Start of Block
PR #1034, opened 2016-04-29
Add context support for memory allocator

zherczeg:
This is the first patch which aims to move all jerry global variables into a context. This patch contains the infrastructure part, and the memory manager is updated to use this context. The JERRY_CONTEXT macro should provide the freedom of using contexts in Jerry.

@franc0is if you have some time please check this patch.

### DIFF
--- a/jerry-core/CMakeLists.txt
+++ b/jerry-core/CMakeLists.txt
@@ -105,16 +105,16 @@ project (JerryCore C ASM)
 # Include directories
  set(INCLUDE_CORE
      ${CMAKE_SOURCE_DIR}/jerry-core
-     ${CMAKE_SOURCE_DIR}/jerry-core/lit
-     ${CMAKE_SOURCE_DIR}/jerry-core/rcs
-     ${CMAKE_SOURCE_DIR}/jerry-core/jmem
-     ${CMAKE_SOURCE_DIR}/jerry-core/vm
-     ${CMAKE_SOURCE_DIR}/jerry-core/ecma/builtin-objects
      ${CMAKE_SOURCE_DIR}/jerry-core/ecma/base
+     ${CMAKE_SOURCE_DIR}/jerry-core/ecma/builtin-objects
      ${CMAKE_SOURCE_DIR}/jerry-core/ecma/operations
+     ${CMAKE_SOURCE_DIR}/jerry-core/jcontext
+     ${CMAKE_SOURCE_DIR}/jerry-core/jmem
+     ${CMAKE_SOURCE_DIR}/jerry-core/jrt
+     ${CMAKE_SOURCE_DIR}/jerry-core/lit
      ${CMAKE_SOURCE_DIR}/jerry-core/parser/js
      ${CMAKE_SOURCE_DIR}/jerry-core/parser/regexp
-     ${CMAKE_SOURCE_DIR}/jerry-core/jrt)
+     ${CMAKE_SOURCE_DIR}/jerry-core/vm)
 
  # Third-party
   # Valgrind
@@ -123,29 +123,29 @@ project (JerryCore C ASM)
 # Sources
  # Jerry core
   file(GLOB SOURCE_CORE_API                   *.c)
-  file(GLOB SOURCE_CORE_LIT                   lit/*.c)
-  file(GLOB SOURCE_CORE_RCS                   rcs/*.c)
-  file(GLOB SOURCE_CORE_MEM                   jmem/*.c)
-  file(GLOB SOURCE_CORE_VM                    vm/*.c)
-  file(GLOB SOURCE_CORE_ECMA_BUILTINS         ecma/builtin-objects/*.c)
   file(GLOB SOURCE_CORE_ECMA_BASE             ecma/base/*.c)
+  file(GLOB SOURCE_CORE_ECMA_BUILTINS         ecma/builtin-objects/*.c)
   file(GLOB SOURCE_CORE_ECMA_OPERATIONS       ecma/operations/*.c)
+  file(GLOB SOURCE_CORE_JCONTEXT              jcontext/*.c)
+  file(GLOB SOURCE_CORE_JMEM                  jmem/*.c)
+  file(GLOB SOURCE_CORE_JRT                   jrt/*.c)
+  file(GLOB SOURCE_CORE_LIT                   lit/*.c)
   file(GLOB SOURCE_CORE_PARSER_JS             parser/js/*.c)
   file(GLOB SOURCE_CORE_PARSER_REGEXP         parser/regexp/*.c)
-  file(GLOB SOURCE_CORE_JRT                   jrt/*.c)
+  file(GLOB SOURCE_CORE_VM                    vm/*.c)
 
   set(SOURCE_CORE_FILES
       ${SOURCE_CORE_API}
-      ${SOURCE_CORE_LIT}
-      ${SOURCE_CORE_RCS}
-      ${SOURCE_CORE_MEM}
-      ${SOURCE_CORE_VM}
-      ${SOURCE_CORE_ECMA_BUILTINS}
       ${SOURCE_CORE_ECMA_BASE}
+      ${SOURCE_CORE_ECMA_BUILTINS}
       ${SOURCE_CORE_ECMA_OPERATIONS}
+      ${SOURCE_CORE_JCONTEXT}
+      ${SOURCE_CORE_JMEM}
+      ${SOURCE_CORE_JRT}
+      ${SOURCE_CORE_LIT}
       ${SOURCE_CORE_PARSER_JS}
       ${SOURCE_CORE_PARSER_REGEXP}
-      ${SOURCE_CORE_JRT})
+      ${SOURCE_CORE_VM})
 
  # Jerry port
  if(NOT ("${PORT_DIR}" STREQUAL ""))
--- a/jerry-core/jcontext/jcontext.c
+++ b/jerry-core/jcontext/jcontext.c
@@ -1,0 +1,48 @@
+/* Copyright 2016 Samsung Electronics Co., Ltd.
+ * Copyright 2016 University of Szeged.
+ *
+ * Licensed under the Apache License, Version 2.0 (the "License");
+ * you may not use this file except in compliance with the License.
+ * You may obtain a copy of the License at
+ *
+ *     http://www.apache.org/licenses/LICENSE-2.0
+ *
+ * Unless required by applicable law or agreed to in writing, software
+ * distributed under the License is distributed on an "AS IS" BASIS
+ * WITHOUT WARRANTIES OR CONDITIONS OF ANY KIND, either express or implied.
+ * See the License for the specific language governing permissions and
+ * limitations under the License.
+ */
+
+#include "jcontext.h"
+
+/** \addtogroup context Jerry context
+ * @{
+ *
+ * \addtogroup context Context
+ * @{
+ */
+
+/**
+ * Global context.
+ */
+jerry_context_t jerry_global_context;
+
+/**
+ * Jerry global heap section attribute.
+ */
+#ifndef JERRY_HEAP_SECTION_ATTR
+#define JERRY_GLOBAL_HEAP_SECTION
+#else /* JERRY_HEAP_SECTION_ATTR */
+#define JERRY_GLOBAL_HEAP_SECTION __attribute__ ((section (JERRY_HEAP_SECTION_ATTR)))
+#endif /* !JERRY_HEAP_SECTION_ATTR */
+
+/**
+ * Global heap.
+ */
+jmem_heap_t jerry_global_heap __attribute__ ((aligned (JMEM_ALIGNMENT))) JERRY_GLOBAL_HEAP_SECTION;
+
+/**
+ * @}
+ * @}
+ */
--- a/jerry-core/jcontext/jcontext.h
+++ b/jerry-core/jcontext/jcontext.h
@@ -1,0 +1,111 @@
+/* Copyright 2016 Samsung Electronics Co., Ltd.
+ * Copyright 2016 University of Szeged.
+ *
+ * Licensed under the Apache License, Version 2.0 (the "License");
+ * you may not use this file except in compliance with the License.
+ * You may obtain a copy of the License at
+ *
+ *     http://www.apache.org/licenses/LICENSE-2.0
+ *
+ * Unless required by applicable law or agreed to in writing, software
+ * distributed under the License is distributed on an "AS IS" BASIS
+ * WITHOUT WARRANTIES OR CONDITIONS OF ANY KIND, either express or implied.
+ * See the License for the specific language governing permissions and
+ * limitations under the License.
+ */
+
+/**
+ * Memory context for JerryScript
+ */
+#ifndef JCONTEXT_H
+#define JCONTEXT_H
+
+#include "jrt.h"
+#include "jmem-allocator.h"
+#include "jmem-config.h"
+
+/** \addtogroup context Jerry context
+ * @{
+ *
+ * \addtogroup context Context
+ * @{
+ */
+
+/**
+ * Calculate heap area size, leaving space for a pointer to the free list
+ */
+#define JMEM_HEAP_AREA_SIZE (JMEM_HEAP_SIZE - JMEM_ALIGNMENT)
+
+/**
+ * Heap structure
+ *
+ * Memory blocks returned by the allocator must not start from the
+ * beginning of the heap area because offset 0 is reserved for
+ * JMEM_CP_NULL. This special constant is used in several places,
+ * e.g. it marks the end of the property chain list, so it cannot
+ * be eliminated from the project. Although the allocator cannot
+ * use the first 8 bytes of the heap, nothing prevents to use it
+ * for other purposes. Currently the free region start is stored
+ * there.
+ */
+typedef struct
+{
+  jmem_heap_free_t first; /**< first node in free region list */
+  uint8_t area[JMEM_HEAP_AREA_SIZE]; /**< heap area */
+} jmem_heap_t;
+
+/**
+ * JerryScript context
+ *
+ * The purpose of this header is storing
+ * all global variables for Jerry
+ */
+typedef struct
+{
+  /**
+   * Memory manager part.
+   */
+  size_t jmem_heap_allocated_size; /**< size of allocated regions */
+  size_t jmem_heap_limit; /**< current limit of heap usage, that is upon being reached,
+                           *   causes call of "try give memory back" callbacks */
+  jmem_heap_free_t *jmem_heap_list_skip_p; /**< This is used to speed up deallocation. */
+  jmem_pools_chunk_t *jmem_free_chunk_p; /**< list of free pool chunks */
+  jmem_free_unused_memory_callback_t jmem_free_unused_memory_callback; /**< Callback for freeing up memory. */
+
+#ifdef JMEM_STATS
+  jmem_heap_stats_t jmem_heap_stats; /**< heap's memory usage statistics */
+  jmem_pools_stats_t jmem_pools_stats; /**< pools' memory usage statistics */
+#endif /* MEM_STATS */
+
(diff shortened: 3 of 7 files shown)


franc0is:
Awesome! I'll take a closer look in a few hours.

jerry-core/mem/mem-context.c
```diff
@@ -0,0 +1,55 @@
...
+ * See the License for the specific language governing permissions and
+ * limitations under the License.
+ */
+
+#include "mem-context.h"
+
+/** \addtogroup mem Memory allocation
+ * @{
+ *
+ * \addtogroup heap Context
```
akiss77: Is this really heap-related (or just a copy-paste issue)?

jerry-core/mem/mem-context.h
```diff
@@ -0,0 +1,119 @@
...
+ */
+typedef struct
+{
+  /**
+   * Memory manager part.
+   */
+  size_t mem_heap_allocated_size; /**< size of allocated regions */
+  size_t mem_heap_limit; /**< current limit of heap usage, that is upon being reached,
+                          *   causes call of "try give memory back" callbacks */
+  mem_heap_free_t *mem_heap_list_skip_p; /**< This is used to speed up deallocation. */
```
franc0is: while this is ok for a first pass, it is odd to see these variables be part of the context rather than the heap.

jerry-core/mem/mem-context.h
```diff
@@ -0,0 +1,119 @@
...
+
+/**
+ * Jerry global heap.
+ */
+extern mem_heap_t jerry_global_heap;
+
+/**
+ * Provides a reference to a field in the current context.
+ */
+#define JERRY_CONTEXT(field) (jerry_global_context.field)
```
franc0is: I like this, it will make it easier to add more logic here if we need it later.

jerry-core/mem/mem-heap.c
```diff
@@ -199,23 +146,29 @@ static void mem_heap_stat_free_iter ();
 void
 mem_heap_init (void)
 {
-  JERRY_STATIC_ASSERT ((uintptr_t) mem_heap.area % MEM_ALIGNMENT == 0,
+  JERRY_STATIC_ASSERT ((uintptr_t) MEM_HEAP_CONTEXT (area) % MEM_ALIGNMENT == 0,
```
franc0is: Careful with the static asserts. The `MEM_HEAP_CONTEXT` macro could change so it would not resolve statically. Either change it to a runtime assert or add a comment near `MEM_HEAP_CONTEXT` that states something like "this needs to resolve statically as it is used in static asserts"

jerry-core/mem/mem-context.h
```diff
@@ -0,0 +1,119 @@
...
+#ifdef JERRY_VALGRIND_FREYA
+  bool valgrind_freya_mempool_request; /**< Tells whether a pool manager
+                                        *   allocator request is in progress */
+#endif /* JERRY_VALGRIND_FREYA */
+} jerry_context_t;
+
+/**
+ * Jerry global context.
+ */
+extern jerry_context_t jerry_global_context;
```
franc0is: Since you've separated JERRY_CONTEXT and MEM_HEAP_CONTEXT, it would make sense for jerry_context_t to live outside of the `mem` folder eventually.

franc0is:
Looks great :+1:

jerry-core/mem/mem-context.c
zherczeg: I have been thinking what is the best place for the context in Jerry, and for me the allocator is, since even if it is statically allocated, it is still "allocated". It could go to jrt, but for me that does not make sense. It cannot go to ecma, because mem cannot depend on ecma. I am open to better suggestions though.

jerry-core/mem/mem-context.h
zherczeg: The "context" is quite general for me. It should contain everything except heap and lcache (those two are big arrays). My plan for the layout when context is dynamically allocated:

    [ context ][ heap ][ lcache ]

The context pointer points to the start of the heap. The context members are accessed by 

   ((mem_context_t*) heap_ptr)[-1].member

Even on Thumb2 ARM +- 255 offset is supported, so we can access the fields of the context easily (provided the size of the context is < 255, but I do hope it will be). We should not have too many global variables.

Similar to the previous one, I am open to suggestions here.

jerry-core/mem/mem-heap.c
zherczeg: Agreed, I will change this to dynamic assert.

jerry-core/mem/mem-context.c
franc0is: I think `jrt` may be a bit better, but I see what you mean. Your call.

jerry-core/mem/mem-context.c
```diff
@@ -0,0 +1,55 @@
...
+ * Jerry global heap section attribute.
+ */
+#define JERRY_GLOBAL_HEAP_SECTION __attribute__ ((section (JERRY_HEAP_SECTION_ATTR)))
+
+/**
+ * Global heap.
+ */
+mem_heap_t jerry_global_heap __attribute__ ((aligned (MEM_ALIGNMENT))) JERRY_GLOBAL_HEAP_SECTION;
+
+#endif /* !JERRY_HEAP_SECTION_ATTR */
```
akiss77: This a is bit overly complex. You could simplify it as:
```c
#ifndef JERRY_HEAP_SECTION_ATTR
#define JERRY_GLOBAL_HEAP_SECTION
#else /* JERRY_HEAP_SECTION_ATTR */
/**
 * Jerry global heap section attribute.
 */
#define JERRY_GLOBAL_HEAP_SECTION __attribute__ ((section (JERRY_HEAP_SECTION_ATTR)))
#endif /* !JERRY_HEAP_SECTION_ATTR */

/**
 * Global heap.
 */
mem_heap_t jerry_global_heap __attribute__ ((aligned (MEM_ALIGNMENT))) JERRY_GLOBAL_HEAP_SECTION;
```
This would move the double definiton of the variable outside the macro guards and remove duplication.

zherczeg:
I think we should decide where to put this context. After some thinking I would put in the jerry-core/ root directory or a new jerry-core/context/ sub-directory

akiss77:
I would have favoured "jerry-core/jrt" but certainly not "jerry-core/", which leaves me with voting for a new subdir under jerry-core.

LaszloLango:
+1 to a new `jerry-core/context` directory.

zherczeg:
Patch reworked

LaszloLango:
Sorting the source directories in CMake is a good idea :) I'd like to see it in the commit message too. In general, a more descriptive commit message would be great. The code is LGTM.

jerry-core/context/context.c
```diff
@@ -0,0 +1,48 @@
...
+ * See the License for the specific language governing permissions and
+ * limitations under the License.
+ */
+
+#include "context.h"
+
+/** \addtogroup context Jerry context
+ * @{
+ *
+ * \addtogroup context Context
```
akiss77: Is the two levels deep gruoping intentional? Will the context doc group have multiple sub-groups? Or is a single context group enough for everything here?

franc0is:
LGTM

jerry-core/context/context.h
```diff
@@ -0,0 +1,102 @@
...
+
+/**
+ * Jerry global context.
+ */
+extern jerry_context_t jerry_global_context;
+
+/**
+ * Jerry global heap.
+ */
+extern mem_heap_t jerry_global_heap;
```
akiss77: I'd strongly suggest merging most information of `mem_heap_t` and `jerry_global_heap` into `jerry_global_context`. Something along the lines:
```c
typedef struct
{
  // whatever already is here extended with the fields below:
  mem_heap_free_t first; /**< first node in free region list */
  uint8_t *area; /**< heap area */
} jerry_context_t;
```
And then, you could move the relevant code from context.c to mem-heap.c:
```c
/**
+ * Jerry global heap section attribute.
+ */
+#ifndef JERRY_HEAP_SECTION_ATTR
+#define JERRY_GLOBAL_HEAP_SECTION
+#else /* JERRY_HEAP_SECTION_ATTR */
+#define JERRY_GLOBAL_HEAP_SECTION __attribute__ ((section (JERRY_HEAP_SECTION_ATTR)))
+#endif /* !JERRY_HEAP_SECTION_ATTR */
+
+/**
+ * Global heap.
+ */
uint8_t jerry_global_heap_area[MEM_HEAP_AREA_SIZE] __attribute__ ((aligned (MEM_ALIGNMENT))) JERRY_GLOBAL_HEAP_SECTION;
```
And initialize the area pointer in `mem_heap_init` with:
```c
JERRY_CONTEXT (area) = jerry_global_heap_area;
```

This would remove the need for two context globals and two context macros, and would also make setting the heap pointer with something not statically allocated easier later in the future, while keeping the possibility to have the heap put in a separate section right now.

zherczeg: I would prefer to keep two areas because of the performance reasons discussed before. When somebody has a single context pointer, the area should be organized like this [context][heap], and the pointer should point to [heap]. This would allow fast pointer compression and context could be reached easily, because negative absolute offsets are supported on all popular CPUs.

akiss77: I'm not sure I get this concept.

Context is (or, should be) a "thing" that represents all the state of the engine. Engine-managed heap, any caches, or anything else required to execute JS in/by the engine should (must) be part of the context. That should be the only entity that the user of the library has to deal with if s/he wants to change ... well, context. Dealing with the internals -- lile, heap -- should be off limits for the user. Thus, s/he should not pass in a heap pointer or something like that.

My understanding is that we concluded at the workshop that -- at least for now -- we start with the implementation of a single global context, which advances the current state by (1) ensuring that all global state information is in one place, (2) that state is always initialized, and (3) it can be swapped/replaced. (I.e., we don't pass a context object/pointer around the engine all the time but allow a global context struct -- or pointer to such a struct -- to be set by public API calls.)

I don't see this, especially (3), in the above explanation.

Could you please benchmark how the current PR performs (in its current form, without the mentioned context+heap layout optimization) and what performance degradation the suggested approach of merging the two contexts would cause (if any)?

akiss77: BTW, the outlined [context][heap] memory layout cannot be ensured as heap can end up in a completely different section to context (because of `JERRY_HEAP_SECTION_ATTR`).

zherczeg: This concept provides nice optimization opportunities in the future, and I don't think it is worth sacrificing them. I want three contexts: for simple variables, heap, and lookup cache. If you prefer you can put all of them into a super structure (it can be the default), but you can also organize them cleverly. Obviously it is not relevant for static data, but can have nice benefit for other purposes. The point of the current approach is not putting everything into one structure, but to put everything into one file. People can reorganize this data according to their needs.

zherczeg: The described layout is useful when you have a context pointer, not a static context. The implementation there is kind of a default approach, but I expecting to add more layouts in the future. They don't exists at this point, but I don't want to limit ourselves.

akiss77: > I want three contexts: for simple variables, heap, and lookup cache.

That's completely against the concept of context. The lookup cache of one context has no meaning in another context with a different heap. All the three entities you mentioned belong together and form the state of the engine. Just putting everything in one file is no context.

zherczeg: Yes they are no context, but the building blocks of a context. The point is, you take these blocks, and build your own context. One opportunity is defining static variables for each block individually, another is putting all (or some) them in a large structure.

akiss77: - It's still unclear to me who is "you" above. How will it be possible to put these blocks together in different ways? All the code above is strictly jerry internal with noone (no user or port API) having access to it.

- I still don't see why the type `mem_heap_t` is needed. Even with the layout you depicted, `mem_heap_free_t first;` could go into `jerry_context_t` (perhaps with a slightly different name) as it already has several heap-related fields (e.g., `mem_heap_free_t *mem_heap_list_skip_p;`). That would leave the heap as a byte array, and the `MEM_HEAP_CONTEXT` macro would need no argument at all as it would/could only refer to the heap area.

- I'm still interested in the benchmark results.

zherczeg: 1) there will be different modes like the floating point representations (e.g. 32/64 bit doubles) (I expect 3-5 modes maximum). Ports will choose the appropriate mode with a compiler flags (one port likely will use only one mode).

2) The mem_heap_t is very much needed, since the two fields are tightly coupled. Actually the "first" is the first 8 bytes of the heap, and provides nicer access to this 8 bytes than casting uint8_t* all the time.

3) What do you expect here? Why the results should be much different? I expect that there is no difference between the current several globals spread in the code and a few global variables. From compiler viewpoint, nothing changed (and that is the plan). But this is just mode 1. For other modes, there will likely be changes, but their purpose is different. In a future mode with a single global context pointer, your primary aim is having one changable pointer, and not being faster than globals.

LaszloLango: I like @zherczeg's idea. This is a good first step.

LaszloLango:
LGTM

jerry-core/context/context.h
akiss77: >2) The mem_heap_t is very much needed, since the two fields are tightly coupled. Actually the "first" is the first 8 bytes of the heap, and provides nicer access to this 8 bytes than casting uint8_t* all the time.

I don't think that this is right/correct. I've tried to trace down all uses of the `first` field and it is never used as part of the heap. I cannot find a place where it would be referred to via a compact pointer. It is never used in a more tightly coupled way than `mem_heap_list_skip_p`, which is in the "regular" context object.

>3) What do you expect here?

My original suggestion (the first in this thread) was to have a pointer in the context object to a heap area, which is "somewhere"; instead of having a globally allocated byte array for the heap. You've argued against it because of performance reasons. That's why I asked for benchmark results.

zherczeg:
I tried the pointer to heap version. Performance is roughly the same (gain is less than the deviation), but the binary size is increased by 600 bytes. I would still prefer the original.

zherczeg:
Updated and rebased to the latest master.

LaszloLango:
Still LGTM

zherczeg:
Added a long comment why the "first" is in a good place.

zherczeg:
Patch rebased.

dbatyai:
LGTM

jerry-core/jcontext/jcontext.c
```diff
@@ -0,0 +1,48 @@
...
+ * @{
+ *
+ * \addtogroup context Context
+ * @{
+ */
+
+/**
+ * Global context.
+ */
+jerry_context_t jerry_global_context;
```
jiangzidong: Will the name "global_context" be misleading? People may think it's global environment/scope

What about "native_context"?

zherczeg: I am not sure I understand. It is a global environment. This is an initial patch, which collects global variables into a structure, and later this structure can be used to support different global management. E.g. multiple Jerries in one process, optional memory allocation for Jerry, etc.

jiangzidong: Sorry that I didn't put it clearly. Here "context" I think it is similar with V8 context or Node.js's vm.runInXXContext, right? If so, each context will have its own global env,  like **ecma_global_lex_env_p** in jerry-core\ecma\operations\ecma-lex-env.c
The followings are my understanding, please correct me if I am wrong.
jerry_global_context is the default context when we run jerry. in the future, we will support creating new context (let's name it "context2") and leting some js codes run in the context2. In the above case, both jerry_global_context and context2 will have respective ecma_global_lex_env_p. But the name of "jerry_global_context" may let people feel it is the global env.

zherczeg: My plan here is a bit different. Jerry will support more "context models" in the future and these context models will be selected by an appropriate defines. E.g. the current context model (which will likely be the default context model) supports only a single global context. Other context models (e.g. JERRY_CONTEXT_MODEL_USER_CONTEXT_PTR) will defines other variables and structures. The point is, all context models will reuse the structures above for convenience. Hence creating new context models will be easy.

jiangzidong: I am sorry that I didn't fully understand. In a case which has 2 contexts, do the 2 context have 2 different jerry_global_context? or there is only one jerry_global_context in one jerry process? (I think only one jerry_global_context in one jerry process)

zherczeg: The plan is to have more contexts. But the other modes has not implemented yet, so we are quite free to do whatever we want. Those modes which support multiple contexts jerry_global_context will obviously not a good name, so they will define something like jerry_current_context, and this will be a pointer type.

I think a pseudo code will makes this easier to understand:

    #ifdef JERRY_CONTEXT_MODE_SOMETHING1
    // Whatever we want, e.g. a pointer to the current context
    #elif defined JERRY_CONTEXT_MODE_SOMETHING2
    // Whatever we want, e.g. a callback is defined to get the current context
    #else
    // Default context, simply one global context. This is the only mode we have now.
    jerry_context_t global_context;
    #endif

This is not implemented yet, just the general plan. The code will evolve into this direction. So we can define any kind of context modes depending on user requests. Hence we will not be limited to one context model like v8, but we can adapt several different ones.

jiangzidong: I see, Thanks very much

zherczeg: No problem. I admit the plan was not clear from the patch. Different context modes has different advantages / disadvantages, and we don't want to limit choices here. Instead everybody should choose at compile time the best context model for them.

jerry-core/CMakeLists.txt
```diff
@@ -105,16 +105,16 @@ project (JerryCore C ASM)
 # Include directories
  set(INCLUDE_CORE
      ${CMAKE_SOURCE_DIR}/jerry-core
-     ${CMAKE_SOURCE_DIR}/jerry-core/lit
-     ${CMAKE_SOURCE_DIR}/jerry-core/rcs
-     ${CMAKE_SOURCE_DIR}/jerry-core/jmem
-     ${CMAKE_SOURCE_DIR}/jerry-core/vm
-     ${CMAKE_SOURCE_DIR}/jerry-core/ecma/builtin-objects
+     ${CMAKE_SOURCE_DIR}/jerry-core/jcontext
```
akosthekiss: (minor) this violates alpha order, move it down before jmem

jerry-core/CMakeLists.txt
```diff
@@ -123,29 +123,29 @@ project (JerryCore C ASM)
 # Sources
  # Jerry core
   file(GLOB SOURCE_CORE_API                   *.c)
-  file(GLOB SOURCE_CORE_LIT                   lit/*.c)
-  file(GLOB SOURCE_CORE_RCS                   rcs/*.c)
-  file(GLOB SOURCE_CORE_MEM                   jmem/*.c)
-  file(GLOB SOURCE_CORE_VM                    vm/*.c)
-  file(GLOB SOURCE_CORE_ECMA_BUILTINS         ecma/builtin-objects/*.c)
+  file(GLOB SOURCE_CORE_JCONTEXT              jcontext/*.c)
```
akosthekiss: ditto

jerry-core/CMakeLists.txt
```diff
@@ -123,29 +123,29 @@ project (JerryCore C ASM)
...
+  file(GLOB SOURCE_CORE_VM                    vm/*.c)
 
   set(SOURCE_CORE_FILES
       ${SOURCE_CORE_API}
-      ${SOURCE_CORE_LIT}
-      ${SOURCE_CORE_RCS}
-      ${SOURCE_CORE_MEM}
-      ${SOURCE_CORE_VM}
-      ${SOURCE_CORE_ECMA_BUILTINS}
+      ${SOURCE_CORE_JCONTEXT}
```
akosthekiss: ditto

akosthekiss:
Other than the minor stylistic comments, LGTM

zherczeg:
Thank you for the review. The patch and its description is updated.

LaszloLango:
Still LGTM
End of Block
Would you copy, unchanged, the stretch of the records above that begins at the line containing "the free list" and ends at the line containing "start from the", and only that?

+ * Calculate heap area size, leaving space for a pointer to the free list
+ */
+#define JMEM_HEAP_AREA_SIZE (JMEM_HEAP_SIZE - JMEM_ALIGNMENT)
+
+/**
+ * Heap structure
+ *
+ * Memory blocks returned by the allocator must not start from the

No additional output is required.